- Born: 7 October 1887 Dublin, Ireland
- Died: 10 January 1970 (aged 82) Poole, Dorset, England
- Occupations: Vicar, Archdeacon, Chaplain
- Spouse: Sylvia Aynsley (1894-1987)
- Relatives: Sir James Creed Meredith, father James Creed Meredith, brother Thomas Meredith, great-grandfather, Richard Edmund Meredith, cousin William Collis Meredith, great-uncle Edmund Allen Meredith, great-uncle Rowan Gillespie, grand-nephew Carew Arthur Meredith, cousin

= Ralph Creed Meredith =

Irish Anglican cleric and badminton player

Ralph Creed Meredith (7 October 1887 – 10 January 1970) was an Anglican cleric who succeeded Edward Keble Talbot as Chaplain to His Majesty, King George VI and afterwards Her Majesty Queen Elizabeth II. In New Zealand he was president of the New Zealand Badminton Association and the New Zealand Croquet Association.

The son of Sir James Creed Meredith, and a brother of Judge James Creed Meredith, Meredith was born in Dublin, Ireland. He was educated at Rhos College in North Wales and afterwards at Trinity College Dublin, receiving his B.A. in Ethics and Logic with Honors after the Michaelmas Term in 1909. Meredith earned his M.A. at Trinity in 1912. He married Sylvia Aynsley (1894–1987) on 21 April 1915, daughter of Joseph Aynsley of Blythe House, near Stoke-on-Trent, Staffordshire.

According to the 1932 Crockford's Clerical Directory, in succession became a curate at Caverswall, Meir, Staffordshire (1912–1914), curate at St. Bartholomew's Church, Armley, Leeds (1914–1917), served the Diocese of Lichfield (1917–1918), was curate of St. Peter's Church, Harborne, Birmingham (1919–1920), and eventually took charge of the Conventional District of Bournville, a village south of Birmingham diocese from 1920 to 1924. His successes at Bournville led the Bishop of Wellington to appoint Meredith Vicar of Whanganui, New Zealand in 1924, where he remained until 1932. He eventually became Archdeacon of Waitotara (1925–1932) as well, despite using addresses in both New Zealand and Hertfordshire, England during that time.

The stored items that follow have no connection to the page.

PR #2352, opened 2021-12-02
codecov.yml file - ignore dirs

sdarwin:


madmongo1:
Do you want this merged into develop?

sdarwin:
Yes sure, if it doesn't interfere with the boost release.

Issue #2364, opened 2021-12-18
Response not correctly set on handshake failure?


matthijs:
As already said in thet title, response doesn't seem to be correctly set when an handshake failure occurs.

### Version of Beast
```c++
#define BOOST_BEAST_VERSION 318
```

### Steps necessary to reproduce the problem
https://github.com/matthijs/websocket-handshake

I've made small change to the websocket_client_sync_ssl.cpp from the examples. The diff:
```diff
--- websocket_client_sync_ssl.cpp       2021-12-18 15:43:59.986833842 +0100
+++ ../websocket-handshake/websocket_client_sync_ssl.cpp        2021-12-18 15:48:46.847431047 +0100
@@ -13,7 +13,7 @@
 //
 //------------------------------------------------------------------------------

-#include "example/common/root_certificates.hpp"
+#include "root_certificates.hpp"

 #include <boost/beast/core.hpp>
 #include <boost/beast/ssl.hpp>
@@ -96,7 +96,14 @@
             }));

         // Perform the websocket handshake
-        ws.handshake(host, "/");
+        boost::beast::websocket::response_type response;
+        boost::system::error_code ec;
+        ws.handshake(response, host, "/401", ec);
+        std::cout << ec.message() << std::endl;
+        std::cout << response << std::endl;
+
+        if (ec)
+            return -1;

         // Send the message
         ws.write(net::buffer(std::string(text)));
```

When compiled call it with the following arguments:
```bash
% ./main httpstat.us 443 blabla
The WebSocket handshake was declined by the remote peer
HTTP/1.1 200 OK


```
I expect the above to return the 401 response from httpstat.us but it still shows the 200 response which I believe is incorrect. I am not able to inspect the response at this point.

### All relevant compiler information
Compiler: clang++-12
Boost: 1.77.0
OpenSSL: 1.1.1d

vinniefalco:
Looks like `response` is default constructed and then not set.

madmongo1:
I can't get your repo to build at the moment. Any special command line parameters I should set for cmake?

matthijs:
I use the clang-12 compiler.
```bash
export CC=clang-12
export CXX=clang++-12

git clone https://github.com/matthijs/websocket-handshake.git
mkdir websocket-handshake/build
cd websocket-handshake/build
cmake -DCMAKE_BUILD_TYPE=Debug ..
make -j$(nproc)
```
Thats all I did (oh and I use the libc++ library instead of libstdc++).

[...]

PR #2365, opened 2021-12-20
Add test for websocket handshake failure HTTP response

madmongo1:
refs #2364


madmongo1:
@vinniefalco I'd value it if you could comment on the additional wording in the documentation of websocket::stream::handshake

PR #2384, opened 2022-01-26
Improve MIME type matching

ho-229:
Use boost::unordered_map::find to match the MIME type


sehe:
Can you describe in what way the proposed implementation is improved, and why it matters.

As it stands I see negatives as well as positives. E.g. if you care about efficiency, then perhaps look at the implementations with benchmarks given here: https://stackoverflow.com/a/48235134/85371

As you can probably see, the current implementation is taking the "do no unnecessary work" and "avoid clever code" route. I'm curious what reasons you see why we should consider the switch.

ho-229:
Well, thank you for your review.

PR #2389, opened 2022-02-09
s390x architecture drone jobs

sdarwin:


sdarwin:
There might be issues with the specific commit this branch diverged from.    I will rebase and push to the pull request again.

vinniefalco:
@alandefreitas if this doesn't fail we should merge it

alandefreitas:
It does fail in the new architecture.

alandefreitas:
> the tests try to link to coroutine, which doesn't work

(Peter)

klemens-morgenstern:
Boost context supports [s390](https://github.com/boostorg/context/blob/develop/src/asm/make_s390x_sysv_elf_gas.S) - will investigate.

klemens-morgenstern:
@sdarwin it looks like boost.context needs you to explicitly add `architecture=s390x` for it to pick up the right assembly file. I could possibly hack something together, but I reckon it's better if you add that parameter the proper way.

https://github.com/boostorg/context/blob/5852b493554ba8be5459147abf226f57d6bfa74c/build/Jamfile.v2#L473

klemens-morgenstern:
Oh, that's an issue in the build script of `context` - I'll create a PR.

sdarwin:
@klemens-morgenstern nice work. Switching from clang-12 to clang-14 solved it. However the update to boostorg/context is still required, and they haven't merged it, so this pull request will still show errors.

Issue #2394, opened 2022-03-09
websocket::stream can't be reused once timed-out


DavidKeller:
###  Problem

When calling `async_handshake()` on a `websocket::stream` that previously timed-out, the `stream::impl_type::idle_counter` attribute is still equal to `1`, hence the `BOOST_ASSERT(idle_counter == 0);` from `stream::impl_type::update_timer()` aborts the whole program.

```
/home/david/.conan/data/boost/1.78.0/_/_/package/524ea35a8120baabdde02483add58d81bf541327/include/boost/beast/websocket/impl/stream_impl.hpp:417: void boost::beast::websocket::stream< <template-parameter-1-1>, <anonymous> >::impl_type::update_timer(const Executor&) [with Executor = boost::asio::any_io_executor; NextLayer = boost::asio::ssl::stream<boost::asio::basic_stream_socket<boost::asio::ip::tcp> >; bool deflateSupported = true]: Assertion `idle_counter == 0' failed.
Aborted (core dumped)
```

### Proposal

Call `stream::impl_type::reset_idle()` from both `stream::impl_type::open()` and `stream::impl_type::reset()`.

### Version of Beast

**322** (Boost 1.78)

### Steps necessary to reproduce the problem

- Compile the code with `BOOST_ASSERT` enabled (e.g. Debug)
- Connect a websocket and wait for timeout
- Try to re-connect the very same websocket

madmongo1:
This behaviour is expected.
websocket streams are not reuseable after a failure. The stream must be destroyed and recreated.

PR #2396, opened 2022-03-09
Issue 2394

DavidKeller:
Provide test case for issue #2394


madmongo1:
Confirmed that this is expected behaviour, see #2394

Meredith was a Freemason and an athlete of some note. After arriving in New Zealand in 1924, he was the winner of several New Zealand National Badminton Championships in 1927 and 1928, and was a world class croquet player, having performed for the New Zealand team competing for the 1930 MacRobertson International Croquet Shield, which fell to Australia, 3–0. Meredith also competed in numerous croquet tournaments in southern England and Ireland after relocating from The Vicarage in Windsor to Parkstone, Dorset. Meredith had a club foot and wore a surgical boot during competition, as well as his clerical "dog collar."

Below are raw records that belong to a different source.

PR #2406, opened 2022-04-16
Use static_string from Boost.StaticString

glenfe:


vinniefalco:
if this passes tests on CI then it looks good to go.

PR #2411, opened 2022-04-21
Use span from Boost.Core

glenfe:


vinniefalco:
please squash them down to 1 commit

vinniefalco:
231 fewer lines, nice :)

sehe:
Is drone test failing on OSX (due to missing openssl) a known issue?

vinniefalco:
@sdarwin OSX?

sdarwin:
It should be fixed now.  The brew package changed. 
Added symlink `ln -s /usr/local/opt/openssl@3 /usr/local/opt/openssl`  
The following text is only for reference, since the symlink solves the problem.

```
openssl@3 is keg-only, which means it was not symlinked into /usr/local,
because macOS provides LibreSSL.

If you need to have openssl@3 first in your PATH, run:
  echo 'export PATH="/usr/local/opt/openssl@3/bin:$PATH"' >> ~/.zshrc
For compilers to find openssl@3 you may need to set:
  export LDFLAGS="-L/usr/local/opt/openssl@3/lib"
  export CPPFLAGS="-I/usr/local/opt/openssl@3/include"
For pkg-config to find openssl@3 you may need to set:
  export PKG_CONFIG_PATH="/usr/local/opt/openssl@3/lib/pkgconfig"
```

glenfe:
The only X now is Code coverage: 94.69% (changed -0.01%) .

vinniefalco:
I wouldn't worry about that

Meredith is credited with being the "prime mover" in the 1927 formation of Badminton New Zealand (then known as the New Zealand Badminton Association), of which he was president for two years. He was also president of the New Zealand Croquet Association and the Manawatu Association.

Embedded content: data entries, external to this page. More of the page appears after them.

PR #2414, opened 2022-04-25
return statement to exit reading loop

oerol:
I used this example to start building my WebSocket application, however, I noticed that upon removing the echoing in the `on_read` method, the server repeatedly throws errors without exiting the method. 

You can recreate this problem by replacing `async_write` with `do_read` and cause any error (i.e. client reloads the page).

Adding a return statement here would make debugging for future changes much easier and it wouldn't harm the existing echoing function in any way.

### DIFF
--- a/example/websocket/server/async/websocket_server_async.cpp
+++ b/example/websocket/server/async/websocket_server_async.cpp
@@ -126,7 +126,7 @@ public:
             return;
 
         if(ec)
-            fail(ec, "read");
+            return fail(ec, "read");
 
         // Echo the message
         ws_.text(ws_.got_text());


vinniefalco:
This has to be squashed down to 1 commit

vinniefalco:
I suppose returning on an error is more correct

oerol:
Is there anything I can do to turn this change into one single commit?

sehe:
In general `git rebase`. @vinniefalco If you want it merged after a squash, I'm happy to do so from the command line? Merge takes the `--squash` option that does it.

vinniefalco:
I prefer a linear history, except for the ultra-rare case where master and develop truly diverge (for example to commit a release patch to master after develop has new commits).

sehe:
Merged manually 90e37ae4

Meredith required surgery in April 1931 and had travelled to England for the procedure. On his return voyage, emergency surgery was required during a stopover in Port Said, Egypt. Subsequently, in poor health, he accepted an offer from the Marquess of Salisbury to take over the Parish of Cheshunt, Diocese of St Albans, in Hertfordshire in 1932. According to Kelly's 1933 and 1937 Directories of Hertfordshire, Meredith served as Vicar at St. Mary the Virgin and was rural dean of Ware, Hertfordshire, residing at The Vicarage, Churchgate. He also served as Vicar of St John the Baptist Church, Windsor, 1940–1958.

In 1946, Meredith was appointed Chaplain to His Majesty, King George VI and retained a place in the College of Chaplains of the Ecclesiastical Household of Elizabeth II on 5 August 1952. Meredith died in Poole, Dorset, England, where he had served as Rural Dean since 1962.